The one caveat to using per request Medusa adapters is that adapters loaded per request must have the same number of Medusa heads as the default Medusa adapter. This is because for now the number of speculative tokens generated per step is a constant defined during initialization.

Combining with LoRA

When LoRAX has been initialized with a default Medusa, you may continue to use it with dynamic LoRA loading as usual:

PythonREST

from lorax import Client

client = Client("http://127.0.0.1:8080")
prompt = "[INST] Natalia sold clips to 48 of her friends in April, and then she sold half as many clips in May.
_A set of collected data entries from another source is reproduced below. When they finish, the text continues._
PR #77, opened 2015-03-09
Db includes

MarkRivers:
This change simplifies and improves the handling of template files.

Previously there were many parameters that are defined in asynNDArrayDriver.template that had duplicate records in ADBase.template and NDPluginBase.template.  These common parameters have been moved to a new file, NDArrayBase.template.  This file defines all parameters from asynNDArrayDriver except those in NDFile.template.

ADDriver.template and NDPluginBase.template now have the line "include NDArrayBase.template", so they include the common records.

All plugin template files now contain the line "include NDPluginBase.template".  This means that startup scripts no longer need to include both NDPluginBase.template and the specific plugin template file, it is done automatically.

All file writing plugins now also contain the line "include NDFile.template", which means it is no longer necessary to load that file in the startup script.

Driver template files should now include the include "include ADBase.template", removing the need to load ADBase.template separately.

To simplify finding the include files, and indeed finding all template files the environment variables EPICS_DB_INCLUDE_PATH must now be defined in the startup script.  In the simDetector IOC this is defined to be $(ADCORE)/db".  This allowed removing the $(ADCORE)/db/ path from all dbLoadRecords commands.

Added a new file ADCoreVersion.h which defines ADCORE_RELEASE, ADCORE_REVISION, and ADCORE_MODIFICATION.  These are available for drivers and plugins that need to modify their behavior depending on the version of ADCore.

Created a new record in NDArrayBase.template, ADCoreVersion_RBV.  This record contains a string derived from the ADCoreVersion.h.  For ADCore R2-2 it will be the string "2.2.0".  This record will allow channel access clients to modify their behavior depending on the version of ADCore,


ulrikpedersen:
This looks like a substantial set of changes. Do you want to have all of this included in ADCore release 2-2?

MarkRivers:
Yes, I'd like to include it in 2-2.  While quite a few files have changed, the changes are pretty simple and straightforward.  The template files now have the same class hierarchy as the C++ code.  The top-level template file now "includes" the next level below, etc. down to the level of the new NDArrayBase.template file.  This eliminates the duplicate records that were previously present in ADBase.template and NDPluginDriver.template, which eases maintenance.  If the simDetector IOC boots without errors (which it does) then one can have high confidence that it is working OK.

I'd like you to look it over to make sure it will work with however DLS loads template files.

I also added the new ADCoreVersion record so that Channel Access clients can deal with future changes in the API, for example when we change NDPluginFile to eliminate the FileWriteMode and AutoSave records.

Mark

thomascobb:
This sounds like a good idea, anything that simplified database creation is a good thing! There will be a number of changes we will need to make internally to support this, but ultimately it should make it easier for our iocbuilder support too. The only thing that makes things difficult for us is if the end user ever needs to instantiate a bit of database that is also used via an include statement in another file. This is not done in this pull request so it not a problem here.

Tom

ulrikpedersen:
I trust Tom with his vast db experience :-) so I will have a go at merging and building it tomorrow.

ulrikpedersen:
Hmmm... Strangely my merge-comment does not appear in the history of this PR, so I'm just adding the comment again:

I have tested this in the DLS environment where we use MSI to expand template files into databases at build-time rather than at startup. It appears to work just fine. My tests was done by modifying the simDetectorIOC slightly. Just for for information; I have pushed the test up to my own fork on the [db-includes-msitest](https://github.com/ulrikpedersen/ADCore/tree/db-includes-msitest) branch.

I also added a commit bc51612 to this PR where I add the template filename at the top of every template. That makes it a bit easier to track where a record belongs to when looking at the expanded database.

PR #81, opened 2015-03-11
Update NDAttribute datasets to increase in dimension as required Fix #74

### LINKED ISSUE #74: HDF5: datasets that get their data from NDAttributes are initially created with the size of numArrays.
datasets that get their data from NDAttributes are initially created with the size of numArrays.  This is not correct, they should not be statically allocated they should grow in an unlimited dimension as new NDArrays arrive, just like the detector data does.  The user should be able to set numArrays to a very large value and then stop after the desired time without causing the dataset to be unnecessarily large.  This is how the netCDF plugin works.  This may also why it crashes when setting numArrays to 0.

ajgdls:
Introduced a new parameter NDAttributeChunk for setting chunking.  Updated
NDAttribute datasets to use unlimited maximum length and then increase the
size as required.  If the user stops the collection early then only
collected data is stored to the datasets.
This resolves issue #74.

### DIFF
--- a/ADApp/Db/NDFileHDF5.template
+++ b/ADApp/Db/NDFileHDF5.template
@@ -82,6 +82,22 @@ record(longin, "$(P)$(R)NumFramesChunks_RBV")
     field(SCAN, "I/O Intr")
 }
 
+record(longout, "$(P)$(R)NDAttributeChunk")
+{
+    field(DTYP, "asynInt32")
+    field(OUT, "@asyn($(PORT),0)HDF5_NDAttributeChunk")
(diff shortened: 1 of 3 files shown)


ulrikpedersen:
I've tested this and it works for me. 

Note that the default value of NDAttributeChunk=0 is probably the best option for 99% of use-cases. Except if you are writing really huge datasets (100.000+ frames). Because of that I think it is OK not to add this parameter to the screens - if someone accidentally (or without understanding the parameter) sets a small value, the performance of writing the attribute datasets may well suffer significantly.

Issue #86, opened 2015-03-18
HDF5 plugin fails to write files when additional dimensions are specified


ajgdls:
Whilst testing the HDF5 writer with additional virtual dimensions specified I received the error message
...
HDF5-DIAG: Error detected in HDF5 (1.9.178-swmr_chksum5) thread 140631045666560:
  #000: /dls_sw/prod/tools/RHEL6-x86_64/hdf5-swmr/1-9-178/src/hdf5-1.9.178-swmr_chksum5/src/H5Pdcpl.c line 1391 in H5Pset_chunk(): number of elements in chunk must be < 4GB
    major: Invalid arguments to routine
    minor: Out of range
...
Upon closer inspection it looks like the chunking parameters are not being correctly defined when additional dimensions are requested.

I'm investigating this problem now.

ajgdls:
I can repeat this with the following steps:
1) Start an acquisition with a detector (simulated in my case).
2) On the HDF5 plugin edm screen set the extra dims PV (TEST-86:HDF:NumExtraDims) to 2.
3) Set the extra dim X and extra dim Y PVs (TEST-86:HDF:ExtraDimSizeX and TEST-86:HDF:ExtraDimSizeY) to values other than the defaults.
4) Start the HDF5 plugin writing to file.
The error above along with a set of further errors is displayed.  If the write completes successfully on the first attempt then carry out 3 and 4 again, setting them to slightly larger values.  It looks like the chunking calculation is reading past the end of an array.

ajgdls:
Hi, I have just pushed an additional change to this branch and also a script that I was able to use to get the error that was described by Pete.  However, I could only guess at how Pete was getting this crash so I would be grateful if this could be tested by others (with or without the script).  I basically repeated it by setting the mode to single and then turning on autosaving, but perhaps it is possible to get the same situation with a 1 dimensional array passed in.  I discussed this with @ulrikpedersen  and we believe we are now covering all of the cases.
Cheers, Alan

PR #87, opened 2015-03-18
Only loop over 3 user chunking array elements to fix issue #86. 

ajgdls:
Within the configureDims method a loop is performed to calculate chunking
parameters.  There are three user chunking parameters declared but the
loop is looping over the number of dims, this has been changed with a
comment to explain what the loop is doing.

This fixes issue #86


MarkRivers:
hdf5-issues was merged into master yesterday.  Can you make this change to master instead and then issue a pull request for master?

ulrikpedersen:
Closing this PR. @ajgdls will create another one for the master branch.

PR #100, opened 2015-04-27
File locks

MarkRivers:
I reverted NDPluginFile.cpp on master to the R2-2 version, and created a new branch, file_locks, with the changes to NDPluginFile.cpp and all of the derived classes.

### DIFF
--- a/ADApp/pluginSrc/NDFileHDF5.cpp
+++ b/ADApp/pluginSrc/NDFileHDF5.cpp
@@ -62,37 +62,45 @@ asynStatus NDFileHDF5::openFile(const char *fileName, NDFileOpenMode_t openMode,
 {
   int storeAttributes, storePerformance;
   static const char *functionName = "openFile";
+  int numCapture;
+  asynStatus status = asynSuccess;
 
   asynPrint(this->pasynUserSelf, ASYN_TRACE_FLOW, "%s::%s Filename: %s\n", driverName, functionName, fileName);
+
+  /* These operations are accessing parameter library, must take lock */
+  this->lock();
+  getIntegerParam(NDFileNumCapture, &numCapture);
+  getIntegerParam(NDFileHDF5_storeAttributes, &storeAttributes);
+  getIntegerParam(NDFileHDF5_storePerformance, &storePerformance);
 
   // We don't support reading yet
   if (openMode & NDFileModeRead) {
     setIntegerParam(NDFileCapture, 0);
     setIntegerParam(NDWriteFile, 0);
-    return asynError;
+    status = asynError;
   }
   
   // We don't support opening an existing file for appending yet
   if (openMode & NDFileModeAppend) {
     setIntegerParam(NDFileCapture, 0);
     setIntegerParam(NDWriteFile, 0);
-    return asynError;
+    status = asynError;
   }
 
   // Check if an invalid (<0) number of frames has been configured for capture
-  int numCapture;
-  getIntegerParam(NDFileNumCapture, &numCapture);
   if (numCapture < 0) {
     asynPrint(this->pasynUserSelf, ASYN_TRACE_ERROR,
               "%s::%s Invalid number of frames to capture: %d. Please specify a number >= 0\n",
               driverName, functionName, numCapture);
-    return asynError;
+    status = asynError;
   }
 
-  // Verify the XML path and filename
+  // Verify the XML path and filename. Must be called with lock held.
   if (this->verifyLayoutXMLFile()){
-    return asynError;
+    status = asynError;
   }
+  this->unlock();
+  if (status != asynSuccess) return status;
 
 
   // Check to see if a file is already open and close it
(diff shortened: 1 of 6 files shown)


ulrikpedersen:
Thanks for doing this Mark - I couldn't find time for this right now. I'm off work tomorrow, but can review this on Wednesday and Thursday (probably with Alan as he is also in the office then).

MarkRivers:
Ulrik,
Any estimate on when you might merge this?

ulrikpedersen:
Hi Mark,

Sorry, bank holiday weekend - just back to work today. I'm reviewing it today and if I find no issues then I can probably hit the merge button by the end of today (UK time).

Cheers,
Ulrik

ulrikpedersen:
Hmmm... there is an issue here - a race condition. When the simDetector is running flat out - on my machine with the following settings:

* dimensions: 200 x 1024 x UInt32
* acquire period/time: 0.001s
* ~195fps (so simulator is CPU bound)
* HDF5 writer in Stream mode
* HDF5 writer is non-blocking mode

If the simDetector is already running, the HDF5 NumCaptured_RBV pv (NUM_CAPTURED parameter) is not reset to zero when starting HDF5 capture... So it starts counting from the number of frames stored in the previous run.  This has 2 (at least) implications:
 * Offsets are most likely not correct and data may be written in unexpected places in the file (although at least the writer didn't crash so it's not out of bounds!)
 * If the previous HDF5 capture acquisition was longer (or the same lenght as the current one) the NUM_CAPTURED parameter can already have increased beyond the desired value - and the file continue to grow (presumably forever). This is how I spotted the issue as my disk nearly filled up...

However, if the simDetector is **not** running (so CPU is idle) when starting HDF5 capture, the NUM_CAPTURED parameter **is** reset to 0 as it should be. It is because of this behaviour that I expect this is a race-condition.

I have not yet tracked down what causes this race condition. I am working on it, but feel free to pitch in if anyone spots it before me! :smiley:

ulrikpedersen:
Still haven't found it, but there are only a few places where the "NumCaptured" parameter is reset. That should narrow it down:

    [up45@pc0009 ADCore]$ grep -n -r setIntegerParam.*NDFileNumCaptured .    
    ./ADApp/ADSrc/asynNDArrayDriver.cpp:692:    setIntegerParam(NDFileNumCaptured, 0);
    ./ADApp/pluginSrc/NDPluginFile.cpp:229:     setIntegerParam(NDFileNumCaptured, 1);
    ./ADApp/pluginSrc/NDPluginFile.cpp:301:     setIntegerParam(NDFileNumCaptured, 0);
    ./ADApp/pluginSrc/NDPluginFile.cpp:425:     setIntegerParam(NDFileNumCaptured, 0);
    ./ADApp/pluginSrc/NDPluginFile.cpp:473:     setIntegerParam(NDFileNumCaptured, 0);
    ./ADApp/pluginSrc/NDPluginFile.cpp:537:     setIntegerParam(NDFileNumCaptured, 1);
    ./ADApp/pluginSrc/NDPluginFile.cpp:725:     setIntegerParam(NDFileNumCaptured, numCaptured);
    ./ADApp/pluginSrc/NDPluginFile.cpp:742:     setIntegerParam(NDFileNumCaptured, numCaptured);

ulrikpedersen:
I think this is a fundamental problem with unlocking inside around openFile():

If the simDetector is running flat out (200Hz or more) the [NDPluginFile::processCallbacks()](https://github.com/areaDetector/ADCore/blob/file_locks/ADApp/pluginSrc/NDPluginFile.cpp#L681) is called virtually *all the time* and one of the first things it does it take a copy of NDFileNumCaptured [here](https://github.com/areaDetector/ADCore/blob/file_locks/ADApp/pluginSrc/NDPluginFile.cpp#L705)

If the user then suddenly clicks on "Capture" we call writeInt32() the NDFileCapture parameter gets set [here](https://github.com/areaDetector/ADCore/blob/file_locks/ADApp/pluginSrc/NDPluginFile.cpp#L792)

However, before doCapture() has time to finish calling the virtual openFile() method (around which the mutex is unlocked) and setup all relevant parameters (like resetting NDFileNumCaptured) the really fast simDetector has caused another call to NDPluginFile::processCallbacks() - which now see the NDFileCapture parameter be true (or 1 or whatever) and promptly increment NDFileNumCaptured before calling writeFileBase() - and the inherited writeFile() method.

So the trouble is really that NDFileCapture is set in the parameter library too early - before the inherited openFile() method has finished and the file writer is truly ready to write frames.

What I really don't understand is why this doesn't cause a more visible crash!!!

ulrikpedersen:
So I think I've got it now (commit b6d18f5e998c5268f961a6387efdd52245a18b69)... The issue was really that in the writeInt32() call to start capture, the mutex is unlocked before the openFile() call has completed. This allowed starting to write frames before the writer was truly in a good state to write them!

Please, check if this works for you @MarkRivers and @ajgdls

MarkRivers:
I reproduced the problem with numCaptured not being reset to 0 in StreamMode when Capture was started with a fast simeDetector  in my existing version of the file_locks branch.  I then fetched the latest version from github and the problem went away.

I also switched to the master branch and reproduced the problem with Single mode creating 23MB HDF5 files if NumCapture was 0, but 1.1MB files if NumCapture was > 0.  This problem also went away with the latest file_locks branch.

How many clips did Natalia sell altogether in April and May? [/INST]"

resp = client.generate(
    prompt,
    adapter_id="vineetsharma/qlora-adapter-Mistral-7B-Instruct-v0.1-gsm8k",
)
print(resp.generated_text)

curl 127.0.0.1:8080/generate \
    -X POST \
    -d '{
        "inputs": "[INST] Natalia sold clips to 48 of her friends in April, and then she sold half as many clips in May. How many clips did Natalia sell altogether in April and May? [/INST]",
        "parameters": {
            "adapter_id": "vineetsharma/qlora-adapter-Mistral-7B-Instruct-v0.1-gsm8k"
        }
    }' \
    -H 'Content-Type: application/json'

The default Medusa adapter will be applied to every LoRA in the batch. In the future, we also plan to support LoRAs that come with their own Medusa heads (Medusa 2).

How to train

The official Medusa GitHub repo contains recipes for training a Medusa v2 adapter, including the self-distillation process. Broadly, the steps needed to create a Medusa adapter are:

Prepare a dataset of example prompts in the ShareGPT or OpenAI conversation JSON format.
Generate responses from the base model you wish to adapt (Medusa 1).
Fine-tune Medusa heads using the prompt + response dataset.

Example

Clone the repo (note: using a fork here that includes some fixes for more recent versions of transformers):

git clone https://github.com/tgaddair/Medusa.git
cd Medusa

Install dependencies:

pip install -e ".[train]"
pip install -U accelerate

Download the dataset:

git lfs install
git clone https://huggingface.co/datasets/Aeala/ShareGPT_Vicuna_unfiltered

Launch a LoRAX server:

docker run --gpus all --shm-size 1g -p 8080:80 -v $PWD:/data \
    ghcr.io/predibase/lorax:main \
    --model-id mistralai/Mistral-7B-Instruct-v0.2 \
    --adapter-id predibase/Mistral-7B-Instruct-v0.2-medusa

Create the self-distillation dataset:

python create_data.py \
    ShareGPT_Vicuna_unfiltered/ShareGPT_V4.3_unfiltered_cleaned_split.json \
    /data/sharegpt-mistral-7b-instruct-02.json

Train:

python medusa/train/train_legacy.py --model_name_or_path mistralai/Mistral-7B-Instruct-v0.2 \
    --data_path /data/sharegpt-mistral-7b-instruct-02.json \
    --bf16 True \
    --output_dir sharegpt_mistral_7b_it_v02 \
    --num_train_epochs 3 \
    --per_device_train_batch_size 4 \
    --per_device_eval_batch_size 4 \
    --gradient_accumulation_steps 32 \
    --evaluation_strategy "no" \
    --save_strategy "no" \
    --learning_rate 1e-3 \
    --weight_decay 0.0 \
    --warmup_ratio 0.1 \
    --lr_scheduler_type "cosine" \
    --logging_steps 1 \
    --tf32 True \
    --model_max_length 2048 \
    --lazy_preprocess True \
    --medusa_num_heads 3 \
    --medusa_num_layers 1

Prompt with LoRAX:

curl 127.0.0.1:8080/generate \
    -X POST \
    -d '{
        "inputs": "[INST] What is the photograph filter called where the only part of the image is greyscale? [/INST]",
        "parameters": {
            "max_new_tokens": 64,
            "adapter_id": "/data/sharegpt_mistral_7b_it_v02",
            "adapter_source": "local"
        }
    }' \
    -H 'Content-Type: application/json'

Next you can upload to HF and use as a base Medusa adapter or runtime Medusa adapter.